* _Exercise aim_
With both ends included, repeat exactly the lines of the entries below from the one containing "PR #12115, opened 2020-04-22" down to the one containing "The modal to", and no others.

______________________________

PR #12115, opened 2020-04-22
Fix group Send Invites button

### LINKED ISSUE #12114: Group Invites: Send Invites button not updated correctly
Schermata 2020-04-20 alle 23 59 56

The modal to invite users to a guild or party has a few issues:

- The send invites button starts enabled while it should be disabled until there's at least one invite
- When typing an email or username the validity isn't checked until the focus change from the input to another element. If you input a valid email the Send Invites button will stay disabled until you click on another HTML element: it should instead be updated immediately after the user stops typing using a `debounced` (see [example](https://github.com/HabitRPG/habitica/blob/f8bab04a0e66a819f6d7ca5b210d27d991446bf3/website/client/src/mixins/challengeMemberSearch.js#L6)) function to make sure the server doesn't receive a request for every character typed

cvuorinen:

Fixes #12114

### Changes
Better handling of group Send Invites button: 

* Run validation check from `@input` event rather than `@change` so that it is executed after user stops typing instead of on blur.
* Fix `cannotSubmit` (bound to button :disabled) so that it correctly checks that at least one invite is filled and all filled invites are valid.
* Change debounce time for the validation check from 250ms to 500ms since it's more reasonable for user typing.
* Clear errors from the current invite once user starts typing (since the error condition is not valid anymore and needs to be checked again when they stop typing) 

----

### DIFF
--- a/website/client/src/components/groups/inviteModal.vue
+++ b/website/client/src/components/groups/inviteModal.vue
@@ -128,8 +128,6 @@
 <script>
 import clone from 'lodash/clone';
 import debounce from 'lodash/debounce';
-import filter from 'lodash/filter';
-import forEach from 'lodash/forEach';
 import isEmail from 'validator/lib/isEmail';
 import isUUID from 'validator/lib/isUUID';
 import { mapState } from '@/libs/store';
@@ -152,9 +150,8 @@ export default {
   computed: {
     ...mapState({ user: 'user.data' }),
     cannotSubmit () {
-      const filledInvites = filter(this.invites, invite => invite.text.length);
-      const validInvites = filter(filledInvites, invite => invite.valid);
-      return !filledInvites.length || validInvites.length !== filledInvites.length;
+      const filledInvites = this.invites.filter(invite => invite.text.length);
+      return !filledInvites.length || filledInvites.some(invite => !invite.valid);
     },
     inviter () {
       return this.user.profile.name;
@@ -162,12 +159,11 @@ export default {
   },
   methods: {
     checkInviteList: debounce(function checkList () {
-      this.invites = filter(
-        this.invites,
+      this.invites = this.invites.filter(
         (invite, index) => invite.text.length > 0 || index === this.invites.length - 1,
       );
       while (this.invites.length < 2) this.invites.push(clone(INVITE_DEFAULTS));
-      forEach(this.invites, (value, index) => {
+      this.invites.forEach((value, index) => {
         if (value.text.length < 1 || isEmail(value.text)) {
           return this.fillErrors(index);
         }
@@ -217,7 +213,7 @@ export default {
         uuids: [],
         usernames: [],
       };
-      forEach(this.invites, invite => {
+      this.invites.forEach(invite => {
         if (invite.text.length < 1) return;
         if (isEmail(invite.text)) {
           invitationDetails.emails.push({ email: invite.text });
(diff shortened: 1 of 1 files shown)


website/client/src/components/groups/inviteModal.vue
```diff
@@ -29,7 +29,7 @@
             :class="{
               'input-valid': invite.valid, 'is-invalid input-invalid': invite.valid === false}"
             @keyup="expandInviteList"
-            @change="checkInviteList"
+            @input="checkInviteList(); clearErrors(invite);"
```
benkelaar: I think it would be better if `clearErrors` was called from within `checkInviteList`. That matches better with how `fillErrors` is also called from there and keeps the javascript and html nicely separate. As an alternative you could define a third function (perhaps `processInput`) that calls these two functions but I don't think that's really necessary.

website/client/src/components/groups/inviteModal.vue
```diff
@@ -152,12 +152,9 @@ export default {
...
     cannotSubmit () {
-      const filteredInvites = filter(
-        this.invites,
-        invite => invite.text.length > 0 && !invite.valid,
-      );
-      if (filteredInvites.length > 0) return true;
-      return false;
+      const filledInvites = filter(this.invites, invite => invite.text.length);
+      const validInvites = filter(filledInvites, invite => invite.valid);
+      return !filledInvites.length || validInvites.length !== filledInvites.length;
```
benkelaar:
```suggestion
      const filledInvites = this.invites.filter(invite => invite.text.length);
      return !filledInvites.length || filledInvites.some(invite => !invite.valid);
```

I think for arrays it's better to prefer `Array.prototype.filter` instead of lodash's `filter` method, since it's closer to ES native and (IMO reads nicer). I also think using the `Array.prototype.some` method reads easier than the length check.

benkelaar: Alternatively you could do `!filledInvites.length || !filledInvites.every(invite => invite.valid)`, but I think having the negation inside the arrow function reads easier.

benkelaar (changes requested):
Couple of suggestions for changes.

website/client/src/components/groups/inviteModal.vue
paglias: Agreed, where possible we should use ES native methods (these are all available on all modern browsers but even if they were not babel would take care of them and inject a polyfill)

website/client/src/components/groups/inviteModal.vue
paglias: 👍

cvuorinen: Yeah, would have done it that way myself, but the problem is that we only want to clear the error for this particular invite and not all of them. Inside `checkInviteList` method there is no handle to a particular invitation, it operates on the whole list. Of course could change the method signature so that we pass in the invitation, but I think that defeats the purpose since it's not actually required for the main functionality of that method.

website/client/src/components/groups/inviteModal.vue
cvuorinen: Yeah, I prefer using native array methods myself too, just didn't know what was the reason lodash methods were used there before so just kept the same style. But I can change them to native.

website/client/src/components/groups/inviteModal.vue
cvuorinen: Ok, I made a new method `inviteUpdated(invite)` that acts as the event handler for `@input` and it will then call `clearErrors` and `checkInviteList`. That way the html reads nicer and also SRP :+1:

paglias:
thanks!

______________________________

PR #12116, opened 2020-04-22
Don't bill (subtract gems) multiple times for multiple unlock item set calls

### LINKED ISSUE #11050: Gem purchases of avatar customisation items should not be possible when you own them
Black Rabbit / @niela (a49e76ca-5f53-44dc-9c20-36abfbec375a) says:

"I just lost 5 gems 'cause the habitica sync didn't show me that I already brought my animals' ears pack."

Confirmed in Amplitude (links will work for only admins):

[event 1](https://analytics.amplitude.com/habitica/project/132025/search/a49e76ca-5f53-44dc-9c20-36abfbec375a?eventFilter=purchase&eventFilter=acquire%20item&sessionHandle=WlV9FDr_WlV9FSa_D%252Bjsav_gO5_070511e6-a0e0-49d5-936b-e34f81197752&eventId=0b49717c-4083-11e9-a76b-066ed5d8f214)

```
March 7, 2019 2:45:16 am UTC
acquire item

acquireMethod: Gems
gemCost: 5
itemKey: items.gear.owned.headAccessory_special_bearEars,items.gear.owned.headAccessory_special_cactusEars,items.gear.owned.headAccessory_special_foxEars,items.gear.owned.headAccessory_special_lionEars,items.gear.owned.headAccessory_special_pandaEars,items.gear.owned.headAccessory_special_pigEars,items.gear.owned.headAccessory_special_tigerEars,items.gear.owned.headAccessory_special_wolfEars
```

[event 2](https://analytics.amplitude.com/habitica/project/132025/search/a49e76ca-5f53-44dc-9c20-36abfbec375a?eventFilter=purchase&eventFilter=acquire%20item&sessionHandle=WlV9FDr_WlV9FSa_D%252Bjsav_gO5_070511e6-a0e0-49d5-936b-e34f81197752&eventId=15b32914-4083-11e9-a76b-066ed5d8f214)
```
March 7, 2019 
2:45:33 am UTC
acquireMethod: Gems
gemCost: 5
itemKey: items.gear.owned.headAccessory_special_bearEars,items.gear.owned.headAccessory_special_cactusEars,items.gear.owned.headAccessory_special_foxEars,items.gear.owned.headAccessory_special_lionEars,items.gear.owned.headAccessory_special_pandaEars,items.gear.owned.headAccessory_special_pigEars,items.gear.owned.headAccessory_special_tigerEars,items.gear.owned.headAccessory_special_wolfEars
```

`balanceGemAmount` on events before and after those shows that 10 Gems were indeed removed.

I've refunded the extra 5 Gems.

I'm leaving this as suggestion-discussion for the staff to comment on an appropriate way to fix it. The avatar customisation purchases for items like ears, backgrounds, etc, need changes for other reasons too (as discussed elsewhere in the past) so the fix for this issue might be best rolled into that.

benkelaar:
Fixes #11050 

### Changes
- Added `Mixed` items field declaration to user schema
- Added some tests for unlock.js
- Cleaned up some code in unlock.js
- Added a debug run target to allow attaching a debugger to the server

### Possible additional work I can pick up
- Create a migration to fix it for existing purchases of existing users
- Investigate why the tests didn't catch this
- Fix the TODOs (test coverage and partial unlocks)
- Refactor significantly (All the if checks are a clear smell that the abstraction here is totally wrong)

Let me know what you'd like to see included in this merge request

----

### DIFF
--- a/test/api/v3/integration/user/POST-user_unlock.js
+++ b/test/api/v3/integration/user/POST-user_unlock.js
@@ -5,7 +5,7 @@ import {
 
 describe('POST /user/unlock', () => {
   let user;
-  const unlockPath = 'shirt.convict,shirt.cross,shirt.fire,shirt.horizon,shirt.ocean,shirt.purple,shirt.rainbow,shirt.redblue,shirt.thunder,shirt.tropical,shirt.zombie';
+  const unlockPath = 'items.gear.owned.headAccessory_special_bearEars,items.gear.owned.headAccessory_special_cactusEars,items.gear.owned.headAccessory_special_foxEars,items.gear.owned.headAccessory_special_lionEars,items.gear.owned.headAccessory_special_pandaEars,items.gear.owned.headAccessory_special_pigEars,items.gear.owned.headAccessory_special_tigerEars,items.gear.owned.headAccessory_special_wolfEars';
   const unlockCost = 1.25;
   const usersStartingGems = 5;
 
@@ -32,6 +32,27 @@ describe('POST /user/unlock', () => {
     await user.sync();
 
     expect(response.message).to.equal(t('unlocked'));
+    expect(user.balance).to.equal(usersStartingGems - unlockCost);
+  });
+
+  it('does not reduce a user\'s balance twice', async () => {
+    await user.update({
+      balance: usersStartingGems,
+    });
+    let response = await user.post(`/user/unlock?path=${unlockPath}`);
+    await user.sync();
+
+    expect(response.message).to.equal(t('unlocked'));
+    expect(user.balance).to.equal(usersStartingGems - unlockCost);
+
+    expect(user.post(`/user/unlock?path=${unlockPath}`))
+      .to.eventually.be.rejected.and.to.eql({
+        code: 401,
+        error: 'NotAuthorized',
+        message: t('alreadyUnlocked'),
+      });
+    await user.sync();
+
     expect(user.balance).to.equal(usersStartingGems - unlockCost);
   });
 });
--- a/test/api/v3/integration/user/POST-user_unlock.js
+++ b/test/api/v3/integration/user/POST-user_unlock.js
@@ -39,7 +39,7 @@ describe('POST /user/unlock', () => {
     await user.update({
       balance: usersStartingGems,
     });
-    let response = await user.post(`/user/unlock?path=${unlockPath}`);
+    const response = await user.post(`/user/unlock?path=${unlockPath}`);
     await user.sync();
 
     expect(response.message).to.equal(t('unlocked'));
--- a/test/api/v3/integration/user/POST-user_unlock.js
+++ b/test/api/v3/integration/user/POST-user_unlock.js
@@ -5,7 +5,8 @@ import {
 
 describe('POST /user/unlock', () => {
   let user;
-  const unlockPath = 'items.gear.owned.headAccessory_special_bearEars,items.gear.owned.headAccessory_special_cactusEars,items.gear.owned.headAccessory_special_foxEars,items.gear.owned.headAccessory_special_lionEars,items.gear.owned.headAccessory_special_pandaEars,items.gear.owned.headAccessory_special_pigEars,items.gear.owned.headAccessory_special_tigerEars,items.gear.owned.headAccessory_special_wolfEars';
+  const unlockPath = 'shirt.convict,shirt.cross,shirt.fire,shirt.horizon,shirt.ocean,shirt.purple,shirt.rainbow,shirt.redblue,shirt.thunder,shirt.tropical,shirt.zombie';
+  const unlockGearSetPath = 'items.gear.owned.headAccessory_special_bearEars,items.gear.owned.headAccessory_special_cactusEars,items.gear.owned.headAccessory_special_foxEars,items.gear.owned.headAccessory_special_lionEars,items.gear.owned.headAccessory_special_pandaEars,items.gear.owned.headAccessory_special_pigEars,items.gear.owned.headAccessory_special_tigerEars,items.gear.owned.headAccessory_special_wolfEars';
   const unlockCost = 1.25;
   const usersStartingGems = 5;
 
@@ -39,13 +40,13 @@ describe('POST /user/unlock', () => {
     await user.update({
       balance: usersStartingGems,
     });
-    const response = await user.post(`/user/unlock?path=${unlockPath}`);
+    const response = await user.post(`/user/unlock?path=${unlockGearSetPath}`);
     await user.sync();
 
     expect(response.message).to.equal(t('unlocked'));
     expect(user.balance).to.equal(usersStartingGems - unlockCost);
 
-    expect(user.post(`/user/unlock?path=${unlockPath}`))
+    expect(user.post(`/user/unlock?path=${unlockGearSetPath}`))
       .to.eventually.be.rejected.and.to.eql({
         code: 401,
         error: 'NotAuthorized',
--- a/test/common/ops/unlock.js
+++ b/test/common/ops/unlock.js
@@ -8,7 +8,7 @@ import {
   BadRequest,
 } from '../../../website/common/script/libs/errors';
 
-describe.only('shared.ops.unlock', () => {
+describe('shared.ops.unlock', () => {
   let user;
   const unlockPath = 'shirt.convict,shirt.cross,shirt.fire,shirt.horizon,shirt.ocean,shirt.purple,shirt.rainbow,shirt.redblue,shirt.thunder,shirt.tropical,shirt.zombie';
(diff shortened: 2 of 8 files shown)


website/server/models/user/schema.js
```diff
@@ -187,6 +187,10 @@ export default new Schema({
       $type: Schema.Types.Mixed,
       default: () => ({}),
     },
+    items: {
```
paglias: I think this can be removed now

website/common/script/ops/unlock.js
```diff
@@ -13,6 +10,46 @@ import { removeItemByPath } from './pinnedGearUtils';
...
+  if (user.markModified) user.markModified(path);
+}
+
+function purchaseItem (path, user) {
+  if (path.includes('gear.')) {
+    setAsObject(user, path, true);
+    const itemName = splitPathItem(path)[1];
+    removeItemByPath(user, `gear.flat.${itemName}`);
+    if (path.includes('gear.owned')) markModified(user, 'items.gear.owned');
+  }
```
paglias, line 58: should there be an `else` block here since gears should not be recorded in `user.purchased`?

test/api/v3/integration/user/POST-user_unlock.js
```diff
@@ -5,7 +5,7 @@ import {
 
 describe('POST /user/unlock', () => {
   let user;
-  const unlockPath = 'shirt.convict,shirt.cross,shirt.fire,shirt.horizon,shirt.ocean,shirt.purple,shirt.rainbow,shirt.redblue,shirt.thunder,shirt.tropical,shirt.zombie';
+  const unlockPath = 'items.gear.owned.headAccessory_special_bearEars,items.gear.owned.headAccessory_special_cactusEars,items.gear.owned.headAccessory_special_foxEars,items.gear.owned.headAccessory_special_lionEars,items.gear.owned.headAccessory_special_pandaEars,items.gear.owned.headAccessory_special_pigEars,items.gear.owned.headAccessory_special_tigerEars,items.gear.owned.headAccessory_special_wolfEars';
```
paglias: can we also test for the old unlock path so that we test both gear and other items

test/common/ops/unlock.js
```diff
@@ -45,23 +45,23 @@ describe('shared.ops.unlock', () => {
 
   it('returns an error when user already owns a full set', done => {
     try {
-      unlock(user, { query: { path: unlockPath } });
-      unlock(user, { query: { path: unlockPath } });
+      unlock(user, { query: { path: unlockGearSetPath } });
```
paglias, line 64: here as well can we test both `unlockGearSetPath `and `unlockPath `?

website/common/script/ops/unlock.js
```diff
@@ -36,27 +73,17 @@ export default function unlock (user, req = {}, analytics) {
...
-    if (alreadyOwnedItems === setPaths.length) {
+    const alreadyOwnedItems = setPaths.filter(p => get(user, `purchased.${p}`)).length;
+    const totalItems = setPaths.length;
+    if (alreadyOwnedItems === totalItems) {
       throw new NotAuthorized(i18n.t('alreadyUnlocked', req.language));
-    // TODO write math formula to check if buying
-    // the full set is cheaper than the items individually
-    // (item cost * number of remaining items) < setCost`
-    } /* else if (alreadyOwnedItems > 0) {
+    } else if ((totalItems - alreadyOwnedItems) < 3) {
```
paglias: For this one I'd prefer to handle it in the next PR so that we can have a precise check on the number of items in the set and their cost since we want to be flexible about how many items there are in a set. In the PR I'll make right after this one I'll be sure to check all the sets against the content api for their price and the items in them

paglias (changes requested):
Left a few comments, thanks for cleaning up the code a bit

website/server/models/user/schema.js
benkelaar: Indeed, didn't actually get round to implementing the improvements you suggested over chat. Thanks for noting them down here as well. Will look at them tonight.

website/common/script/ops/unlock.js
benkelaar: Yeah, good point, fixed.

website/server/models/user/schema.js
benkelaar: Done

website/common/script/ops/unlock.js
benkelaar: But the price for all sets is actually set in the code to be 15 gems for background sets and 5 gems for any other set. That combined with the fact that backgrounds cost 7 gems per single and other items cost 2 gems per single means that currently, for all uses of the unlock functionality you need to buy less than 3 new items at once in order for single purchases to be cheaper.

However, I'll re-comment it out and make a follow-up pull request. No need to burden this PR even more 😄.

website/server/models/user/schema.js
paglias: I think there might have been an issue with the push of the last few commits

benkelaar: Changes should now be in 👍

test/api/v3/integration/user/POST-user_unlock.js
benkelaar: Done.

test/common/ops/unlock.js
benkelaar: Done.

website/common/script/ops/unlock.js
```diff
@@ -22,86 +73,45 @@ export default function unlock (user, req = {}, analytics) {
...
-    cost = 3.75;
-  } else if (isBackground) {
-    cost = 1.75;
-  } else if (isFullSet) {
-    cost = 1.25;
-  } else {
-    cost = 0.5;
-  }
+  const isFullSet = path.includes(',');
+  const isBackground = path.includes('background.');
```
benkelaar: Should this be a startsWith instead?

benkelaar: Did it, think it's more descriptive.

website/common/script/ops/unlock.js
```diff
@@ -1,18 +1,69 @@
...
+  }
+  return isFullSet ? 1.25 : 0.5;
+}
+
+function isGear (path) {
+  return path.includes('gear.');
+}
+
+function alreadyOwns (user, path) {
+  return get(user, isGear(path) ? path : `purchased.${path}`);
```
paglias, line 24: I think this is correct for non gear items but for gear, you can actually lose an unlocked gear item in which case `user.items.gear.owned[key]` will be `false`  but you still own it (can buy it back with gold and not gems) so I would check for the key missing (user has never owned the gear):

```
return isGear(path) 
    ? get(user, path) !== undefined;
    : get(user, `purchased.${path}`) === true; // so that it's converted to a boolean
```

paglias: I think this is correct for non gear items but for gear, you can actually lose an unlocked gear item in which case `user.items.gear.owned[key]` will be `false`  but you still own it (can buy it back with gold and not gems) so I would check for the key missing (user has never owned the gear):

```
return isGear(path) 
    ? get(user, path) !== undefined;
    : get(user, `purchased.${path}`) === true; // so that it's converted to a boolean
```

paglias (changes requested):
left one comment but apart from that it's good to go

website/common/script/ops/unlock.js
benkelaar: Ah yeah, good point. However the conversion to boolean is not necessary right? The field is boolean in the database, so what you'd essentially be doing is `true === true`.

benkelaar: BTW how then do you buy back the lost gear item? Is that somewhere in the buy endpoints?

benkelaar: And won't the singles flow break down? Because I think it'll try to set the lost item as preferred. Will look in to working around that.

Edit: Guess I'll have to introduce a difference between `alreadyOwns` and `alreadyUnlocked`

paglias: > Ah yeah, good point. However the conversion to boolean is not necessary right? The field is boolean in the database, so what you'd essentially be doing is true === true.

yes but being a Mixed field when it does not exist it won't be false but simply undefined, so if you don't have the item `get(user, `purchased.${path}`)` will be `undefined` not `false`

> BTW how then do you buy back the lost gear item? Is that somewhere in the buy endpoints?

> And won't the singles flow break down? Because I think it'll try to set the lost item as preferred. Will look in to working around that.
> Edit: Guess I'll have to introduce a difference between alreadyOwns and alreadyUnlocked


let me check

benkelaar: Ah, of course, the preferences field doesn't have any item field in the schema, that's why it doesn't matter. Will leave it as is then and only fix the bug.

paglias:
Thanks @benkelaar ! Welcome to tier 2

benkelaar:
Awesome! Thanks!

______________________________

* _Solution_
PR #12115, opened 2020-04-22
Fix group Send Invites button

### LINKED ISSUE #12114: Group Invites: Send Invites button not updated correctly
Schermata 2020-04-20 alle 23 59 56

The modal to invite users to a guild or party has a few issues:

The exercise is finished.